1. **RVQ-AT** — a general-purpose tokenizer trained on diverse UMI manipulation, but generalizes well on tele-operation data.
2. **Simple APIs to fit your own tokenizer** on custom action datasets.

---


## Using the Universal RVQ-AT Tokenizer

We recommend chunking actions into \~**0.8 s windows** with fps = 30 and normalizing each action dimension using [normalizer](http://ml.cs.tsinghua.edu.cn/~lingxuan/rdt2/umi_normalizer_wo_downsample_indentity_rot.pt) to **\[-1, 1]** before tokenization.

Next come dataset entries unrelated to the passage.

PR #3581, opened 2023-03-16
Add RPC for searching executions in clickhouse.

jdhollen:
---

**Version bump**: TODO


enterprise/server/execution_search_service/execution_search_service.go
```diff
@@ -0,0 +1,247 @@
...
+		return nil, status.InvalidArgumentError("Failed to find user's group when searching executions.")
+	}
+	if err := perms.AuthorizeGroupAccessForStats(ctx, s.env, u.GetGroupID()); err != nil {
+		return nil, err
+	}
+
+	q := query_builder.NewQuery(`SELECT * FROM Executions`)
+
+	// Always filter to the currently selected (and authorized) group.
+	q.AddWhereClause("group_id = ?", u.GetGroupID())
```
vadimberezniker, line 130: The currently selected group is going to be in the RequestContext object of the request message.

enterprise/server/execution_search_service/execution_search_service.go
```diff
@@ -0,0 +1,247 @@
...
+		return nil, err
+	}
+	if u.GetGroupID() == "" {
+		return nil, status.InvalidArgumentError("Failed to find user's group when searching executions.")
+	}
+	if err := perms.AuthorizeGroupAccessForStats(ctx, s.env, u.GetGroupID()); err != nil {
+		return nil, err
+	}
+
+	q := query_builder.NewQuery(`SELECT * FROM Executions`)
```
vadimberezniker, line 127: We have code in perms.go (AddPermissionsCheckToQuery) to automatically craft a permission filter clause. You should add that on top of whatever other filtering you are doing.

vadimberezniker (changes requested):

enterprise/server/execution_search_service/execution_search_service.go
jdhollen: There aren't any perms in the clickhouse table for executions, so what I've done here is added a filter to restrict to the authz'd group and then am also checking perms as part of the lookup in mysql--we don't return any results if we don't find even one of the executions in the permissions-guarded mysql query.  I started using AddPermissionsCheckToQuery there instead of what i'm using now (and i'm still including the group filter in both cases).

enterprise/server/execution_search_service/execution_search_service.go
jdhollen: That doesn't include impersonation, right? This seemed like the right way to get a handle of the "acting" group id and matches what we do in setting permissions checks.

vadimberezniker: Yeah you're right.

vadimberezniker (approved):

PR #3585, opened 2023-03-17
Add backend implementation for bot suggestions

siggisim:
Only enabled if an OpenAI api key is provided in your config.yaml

---

**Version bump**: Patch

### DIFF
--- a/enterprise/server/suggestion/suggestion.go
+++ b/enterprise/server/suggestion/suggestion.go
@@ -1,0 +1,151 @@
+package suggestion
+
+import (
+	"bytes"
+	"context"
+	"encoding/json"
+	"flag"
+	"io"
+	"net/http"
+	"strings"
+
+	"github.com/buildbuddy-io/buildbuddy/server/environment"
+	"github.com/buildbuddy-io/buildbuddy/server/eventlog"
+	"github.com/buildbuddy-io/buildbuddy/server/util/log"
+	"github.com/buildbuddy-io/buildbuddy/server/util/status"
+
+	elpb "github.com/buildbuddy-io/buildbuddy/proto/eventlog"
+	supb "github.com/buildbuddy-io/buildbuddy/proto/suggestion"
+)
+
+var apiKey = flag.String("openai.api_key", "", "OpenAI API key")
+var model = flag.String("openai.model", "gpt-3.5-turbo", "OpenAI model name to use, if not set 'gpt-3.5-turbo' is used.")
+
+const (
+	minLines = 1000
+	maxChars = 8000
+)
+
+type suggestionService struct {
+	env environment.Env
+}
+
+func Register(env environment.Env) error {
+	if *apiKey != "" {
+		env.SetSuggestionService(New(env))
+	}
+	return nil
+}
+
+func New(env environment.Env) *suggestionService {
+	return &suggestionService{
+		env: env,
+	}
+}
+
+func (s *suggestionService) GetSuggestion(ctx context.Context, req *supb.GetSuggestionRequest) (*supb.GetSuggestionResponse, error) {
+	if req.GetInvocationId() == "" {
+		return nil, status.InvalidArgumentErrorf("GetSuggestionRequest must contain a valid invocation_id")
+	}
+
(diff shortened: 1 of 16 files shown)


sluongng (approved):
image

This is so so so cool.
I am HYPED!

enterprise/server/suggestion/suggestion.go
```diff
@@ -0,0 +1,151 @@
...
+	"github.com/buildbuddy-io/buildbuddy/server/eventlog"
+	"github.com/buildbuddy-io/buildbuddy/server/util/log"
+	"github.com/buildbuddy-io/buildbuddy/server/util/status"
+
+	elpb "github.com/buildbuddy-io/buildbuddy/proto/eventlog"
+	supb "github.com/buildbuddy-io/buildbuddy/proto/suggestion"
+)
+
+var apiKey = flag.String("openai.api_key", "", "OpenAI API key")
+var model = flag.String("openai.model", "gpt-3.5-turbo", "OpenAI model name to use, if not set 'gpt-3.5-turbo' is used.")
```
tylerwilliams, line 22: nit: you don't need the default in the help text, the flags lib will show it in the --help output like this:

```
  -telemetry_endpoint string
    	The telemetry endpoint to use (default "grpcs://t.buildbuddy.io:443")
  -telemetry_interval duration
    	How often telemetry data will be reported (default 24h0m0s)
```

enterprise/server/suggestion/suggestion.go
```diff
@@ -0,0 +1,151 @@
...
+
+const (
+	minLines = 1000
+	maxChars = 8000
```
tylerwilliams, line 26: nit: could use a comment here about what these are and how to set them

enterprise/server/suggestion/suggestion.go
```diff
@@ -0,0 +1,151 @@
...
+	res := &supb.GetSuggestionResponse{
+		Suggestion: []string{completionResponse.Choices[0].Message.Content},
+	}
+
+	return res, nil
+}
+
+// TODO(siggisim): Pull this into its own backend if we want to use this in other places.
+func getCompletions(data *completionRequest) (*completionResponse, error) {
+	url := "https://api.openai.com/v1/chat/completions"
```
tylerwilliams, line 96: nit: can be const

enterprise/server/suggestion/suggestion.go
```diff
@@ -0,0 +1,151 @@
...
+	}
+	defer postResp.Body.Close()
+
+	body, err := io.ReadAll(postResp.Body)
+	if err != nil {
+		return nil, err
+	}
+
+	if postResp.StatusCode != http.StatusOK {
+		log.Printf("%+v %+v", postResp.StatusCode, string(body))
```
tylerwilliams, line 123: Maybe log.Debugf?

enterprise/server/suggestion/suggestion.go
siggisim: Addressed in: https://github.com/buildbuddy-io/buildbuddy/pull/3583/commits/2f05336a0f6f4d071e240592e93e459888a62324

enterprise/server/suggestion/suggestion.go
siggisim: Addressed in: https://github.com/buildbuddy-io/buildbuddy/pull/3583/commits/2f05336a0f6f4d071e240592e93e459888a62324

enterprise/server/suggestion/suggestion.go
siggisim: Addressed in: https://github.com/buildbuddy-io/buildbuddy/pull/3583/commits/2f05336a0f6f4d071e240592e93e459888a62324

enterprise/server/suggestion/suggestion.go
siggisim: That's awesome, addressed in: https://github.com/buildbuddy-io/buildbuddy/pull/3583/commits/2f05336a0f6f4d071e240592e93e459888a62324

PR #3586, opened 2023-03-17
Fetch example executions when the user selects some executions in the heatmap.

jdhollen:


siggisim (approved):

enterprise/app/trends/drilldown_page.tsx
```diff
@@ -219,16 +226,54 @@ export default class DrilldownPageComponent extends React.Component<Props, State
...
+
+    rpcService.service
+      .searchExecution(request)
+      .then((response) => {
+        console.log(response);
+        this.setState({
+          eventData: { executions: response.execution },
+        });
+      })
+      .catch(() => this.setState({ eventsFailed: true, eventData: undefined }))
```
bduffany, line 267: instead of `eventsFailed` you might want to store the error message and display it to the user so that we can diagnose. Probably the easiest thing is to use `errorService.handleError` to show the error banner instead of having custom error handling code

bduffany (approved):

enterprise/app/trends/drilldown_page.tsx
jdhollen: I do like having *some* permanent / visible error state in the specific section that failed, but I don't really want to dump the whole error into it--so let's do both.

Batched encode/decode are supported.

```python
# Run under repository: https://github.com/thu-ml/RDT2

import torch
import numpy as np
from models.normalizer import LinearNormalizer
from vqvae.models.multivqvae import MultiVQVAE

# Load from the Hub (replace with your repo id once published)
vae = MultiVQVAE.from_pretrained("outputs/vqvae_hf").cuda().eval()
normalizer = LinearNormalizer.load(
    "<Path_to_normalizer>"  # Download from:
    # http://ml.cs.tsinghua.edu.cn/~lingxuan/rdt2/umi_normalizer_wo_downsample_indentity_rot.pt
)

# Load your RELATIVE action chunk
action_chunk = torch.zeros((1, 24, 20))  
# action_chunk shape: (B, T, action_dim)
#   - T = 24: predicts the future 0.8s in fps=30 → 24 frames
#   - action_dim = 20: following UMI setting (both arms, right to left)
#     - [0-2]:  RIGHT ARM end effector position in (x, y, z), unit: m
#     - [3-8]:  RIGHT ARM end effector rotation (6D representation)
#     - [9]:    RIGHT ARM gripper width, normalized to [0, 0.088], 0.088 means fully open
#     - [10-12]: LEFT ARM end effector position in (x, y, z), unit: m
#     - [13-18]: LEFT ARM end effector rotation (6D representation)
#     - [19]:   LEFT ARM gripper width, normalized to [0, 0.088], 0.088 means fully open

# Normalize action
nsample = normalizer["action"].normalize(action_chunk).cuda()

# Encode → tokens
# tokens: torch.LongTensor with shape (B, num_valid_action_token)
# num_valid_action_token = 27, values in range [0, 1024)
tokens = vae.encode(nsample)  # or vae.encode(action_chunk)

# Decode back to continuous actions
recon_nsample = vae.decode(tokens)
recon_action_chunk = normalizer["action"].unnormalize(recon_nsample)

```

---

## [IMPORTANT] Recommended Preprocessing

Although our Residual VQ demonstrates strong generalization across both hand-held gripper data and real robot data, 
we recommend that if you plan to fine-tune on your own dataset, you first verify that the statistics of your data fall within the bounds of our RVQ. 
Afterward, evaluate the reconstruction error on your data before using it for your own purpose, especially fine-tuning.

---

<!-- ## Performance (Universal Model)

*(Representative, measured on internal eval — replace with your numbers when available.)*

* **Compression:** 4 levels × 1 token/step → 4 tokens/step (often reduced further with temporal stride).
* **Reconstruction:** MSE ↓ 25–40% vs. single-codebook VQ at equal bitrate.
* **Latency:** <1 ms per 50×14 chunk on A100/PCIe; CPU-only real-time at 50 Hz feasible.

---
 -->
## Safety & Intended Use

RVQ-AT is a representation learning component. **Do not** deploy decoded actions directly to hardware without:

* Proper sim-to-real validation,
* Safety bounds/clamping and rate limiters,
* Task-level monitors and e-stop fallbacks.

---

## Citation

If you use RVQ-AT in your work, please cite:

```bibtex
@software{rdt2,
    title={RDT2: Enabling Zero-Shot Cross-Embodiment Generalization by Scaling Up UMI Data},
    author={RDT Team},
    url={https://github.com/thu-ml/RDT2},
    month={September},
    year={2025}
}
```

---

## Contact

* Issues & requests: open a GitHub issue (see [here](https://github.com/thu-ml/RDT2/blob/main/CONTRIBUTING.md) for guidelines) or start a Hub discussion on the model page.

---

## License

This repository and the released models are licensed under **Apache-2.0**. You may use, modify, and distribute, provided you **keep a copy of the original license and notices** in your distributions and **state significant changes** when you make them.